DATA FOR THIS TASK section start

PR #3626, opened 2021-08-03
Converts RC to TypeScript

mbleigh:
Also refactors RC so that the lodash-y methods are not used at all outside of the class itself to better encapsulate the behavior.

I ended up tackling this as preparation to do some work to clean up what happens if you specify a project number instead of id when using Firebase CLI.


src/rc.ts
```diff
@@ -0,0 +1,234 @@
...
+    return this.data.targets[project]?.[type]?.[name] || [];
+  }
+
+  applyTarget(project: string, type: string, targetName: string, resources: string | string[]) {
+    if (!TARGET_TYPES[type]) {
+      throw new FirebaseError(
+        `Unrecognized target type ${clc.bold(type)}. Must be one of ${Object.keys(
+          TARGET_TYPES
+        ).join(", ")}`,
+        { exit: 1 }
```
bkendall, line 118: `{ exit: 1 }` is the default, please don't include it

src/rc.ts
```diff
@@ -0,0 +1,234 @@
...
+        "Deploy target " +
+          clc.bold(name) +
+          " not configured for project " +
+          clc.bold(project) +
+          ". Configure with:\n\n  firebase target:apply " +
+          type +
+          " " +
+          name +
+          " <resources...>",
+        { exit: 1 }
```
bkendall, line 215: Again, don't need to specify `exit: 1`

bkendall (changes requested):
You'll need to use an older version of `npm` (latest version of `v6`?) to not break the package-lock check.

mbleigh:
> You'll need to use an older version of `npm` (latest version of `v6`?) to not break the package-lock check.

Done.

bkendall (approved):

DATA FOR THIS TASK section end

Word for word, restate the entries that appear above.

EXERCISE SOLUTION →
PR #3626, opened 2021-08-03
Converts RC to TypeScript

mbleigh:
Also refactors RC so that the lodash-y methods are not used at all outside of the class itself to better encapsulate the behavior.

I ended up tackling this as preparation to do some work to clean up what happens if you specify a project number instead of id when using Firebase CLI.


src/rc.ts
```diff
@@ -0,0 +1,234 @@
...
+    return this.data.targets[project]?.[type]?.[name] || [];
+  }
+
+  applyTarget(project: string, type: string, targetName: string, resources: string | string[]) {
+    if (!TARGET_TYPES[type]) {
+      throw new FirebaseError(
+        `Unrecognized target type ${clc.bold(type)}. Must be one of ${Object.keys(
+          TARGET_TYPES
+        ).join(", ")}`,
+        { exit: 1 }
```
bkendall, line 118: `{ exit: 1 }` is the default, please don't include it

src/rc.ts
```diff
@@ -0,0 +1,234 @@
...
+        "Deploy target " +
+          clc.bold(name) +
+          " not configured for project " +
+          clc.bold(project) +
+          ". Configure with:\n\n  firebase target:apply " +
+          type +
+          " " +
+          name +
+          " <resources...>",
+        { exit: 1 }
```
bkendall, line 215: Again, don't need to specify `exit: 1`

bkendall (changes requested):
You'll need to use an older version of `npm` (latest version of `v6`?) to not break the package-lock check.

mbleigh:
> You'll need to use an older version of `npm` (latest version of `v6`?) to not break the package-lock check.

Done.

bkendall (approved):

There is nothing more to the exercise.